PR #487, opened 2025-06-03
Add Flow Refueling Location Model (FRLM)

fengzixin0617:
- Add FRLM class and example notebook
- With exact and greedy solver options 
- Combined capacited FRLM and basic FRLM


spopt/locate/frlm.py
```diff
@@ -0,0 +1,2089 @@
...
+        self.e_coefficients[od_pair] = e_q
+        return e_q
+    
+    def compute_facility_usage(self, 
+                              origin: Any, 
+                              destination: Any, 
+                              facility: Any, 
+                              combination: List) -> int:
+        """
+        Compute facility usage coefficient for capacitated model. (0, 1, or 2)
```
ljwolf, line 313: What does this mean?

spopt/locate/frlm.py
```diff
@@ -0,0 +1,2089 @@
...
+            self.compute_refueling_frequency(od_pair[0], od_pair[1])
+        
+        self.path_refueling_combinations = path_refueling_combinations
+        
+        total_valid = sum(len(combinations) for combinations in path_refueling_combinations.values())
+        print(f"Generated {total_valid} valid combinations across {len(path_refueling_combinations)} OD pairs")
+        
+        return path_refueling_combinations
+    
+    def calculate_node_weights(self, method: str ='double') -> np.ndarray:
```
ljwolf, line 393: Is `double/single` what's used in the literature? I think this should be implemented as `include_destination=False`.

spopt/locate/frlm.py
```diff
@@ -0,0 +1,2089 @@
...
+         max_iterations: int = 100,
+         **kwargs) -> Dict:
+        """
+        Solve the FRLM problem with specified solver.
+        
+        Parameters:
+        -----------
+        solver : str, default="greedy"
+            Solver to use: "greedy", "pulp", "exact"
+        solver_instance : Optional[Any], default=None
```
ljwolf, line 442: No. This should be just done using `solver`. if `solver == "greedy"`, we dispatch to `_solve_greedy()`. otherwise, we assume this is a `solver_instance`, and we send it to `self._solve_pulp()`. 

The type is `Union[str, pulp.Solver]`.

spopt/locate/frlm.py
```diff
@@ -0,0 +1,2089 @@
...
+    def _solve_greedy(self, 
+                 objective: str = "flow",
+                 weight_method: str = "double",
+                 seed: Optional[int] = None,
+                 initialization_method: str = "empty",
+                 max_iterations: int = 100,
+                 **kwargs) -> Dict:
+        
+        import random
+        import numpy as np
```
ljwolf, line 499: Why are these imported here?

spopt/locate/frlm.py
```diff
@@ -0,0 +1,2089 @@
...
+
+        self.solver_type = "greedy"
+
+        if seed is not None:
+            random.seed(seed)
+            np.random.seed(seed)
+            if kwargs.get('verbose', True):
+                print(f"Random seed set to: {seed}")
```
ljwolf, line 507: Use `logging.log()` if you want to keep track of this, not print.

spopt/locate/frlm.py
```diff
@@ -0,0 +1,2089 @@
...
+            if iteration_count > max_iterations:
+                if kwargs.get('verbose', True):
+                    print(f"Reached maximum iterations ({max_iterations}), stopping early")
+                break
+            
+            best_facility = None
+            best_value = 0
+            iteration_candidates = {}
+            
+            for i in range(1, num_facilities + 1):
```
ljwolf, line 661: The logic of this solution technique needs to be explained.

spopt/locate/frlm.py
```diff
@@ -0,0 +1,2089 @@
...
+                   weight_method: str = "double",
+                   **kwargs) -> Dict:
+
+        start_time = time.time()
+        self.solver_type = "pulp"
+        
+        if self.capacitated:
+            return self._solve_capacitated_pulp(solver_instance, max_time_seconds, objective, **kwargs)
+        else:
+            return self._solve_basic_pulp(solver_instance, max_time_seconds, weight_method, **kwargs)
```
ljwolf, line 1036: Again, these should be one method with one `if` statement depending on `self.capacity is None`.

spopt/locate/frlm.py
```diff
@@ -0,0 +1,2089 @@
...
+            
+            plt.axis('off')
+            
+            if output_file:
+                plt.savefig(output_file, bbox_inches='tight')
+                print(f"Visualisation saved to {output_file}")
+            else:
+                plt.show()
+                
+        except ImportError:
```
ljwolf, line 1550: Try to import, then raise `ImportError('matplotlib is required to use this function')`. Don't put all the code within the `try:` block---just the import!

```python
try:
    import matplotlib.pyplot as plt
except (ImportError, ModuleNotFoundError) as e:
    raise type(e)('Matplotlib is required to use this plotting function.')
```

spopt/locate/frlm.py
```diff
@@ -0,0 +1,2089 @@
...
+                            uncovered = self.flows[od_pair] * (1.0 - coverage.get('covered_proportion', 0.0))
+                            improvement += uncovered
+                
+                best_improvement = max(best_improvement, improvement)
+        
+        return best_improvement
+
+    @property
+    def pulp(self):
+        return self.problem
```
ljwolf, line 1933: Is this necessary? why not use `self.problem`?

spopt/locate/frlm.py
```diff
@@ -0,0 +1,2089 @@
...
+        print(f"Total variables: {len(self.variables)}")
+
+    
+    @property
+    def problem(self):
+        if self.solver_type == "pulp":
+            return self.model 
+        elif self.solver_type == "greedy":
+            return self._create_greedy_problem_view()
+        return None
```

==

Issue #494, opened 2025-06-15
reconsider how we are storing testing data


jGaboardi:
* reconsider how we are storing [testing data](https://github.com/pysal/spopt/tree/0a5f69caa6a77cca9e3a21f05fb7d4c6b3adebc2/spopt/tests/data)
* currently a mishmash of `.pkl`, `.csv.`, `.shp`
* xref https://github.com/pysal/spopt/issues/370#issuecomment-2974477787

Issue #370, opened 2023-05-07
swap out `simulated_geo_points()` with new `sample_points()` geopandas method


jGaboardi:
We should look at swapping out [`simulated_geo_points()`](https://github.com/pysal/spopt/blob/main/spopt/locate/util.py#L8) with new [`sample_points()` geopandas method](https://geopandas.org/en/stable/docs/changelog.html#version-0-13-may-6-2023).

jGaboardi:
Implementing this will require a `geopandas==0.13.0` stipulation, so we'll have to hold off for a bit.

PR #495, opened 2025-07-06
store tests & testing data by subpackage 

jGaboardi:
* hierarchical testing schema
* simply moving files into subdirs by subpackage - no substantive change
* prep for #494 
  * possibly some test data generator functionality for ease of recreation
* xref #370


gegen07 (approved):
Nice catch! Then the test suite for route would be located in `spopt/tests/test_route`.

#### [Required work]
Would you please copy all lines in the data that contain the word "storing"?

#### [Output of the task]
reconsider how we are storing testing data
* reconsider how we are storing [testing data](https://github.com/pysal/spopt/tree/0a5f69caa6a77cca9e3a21f05fb7d4c6b3adebc2/spopt/tests/data)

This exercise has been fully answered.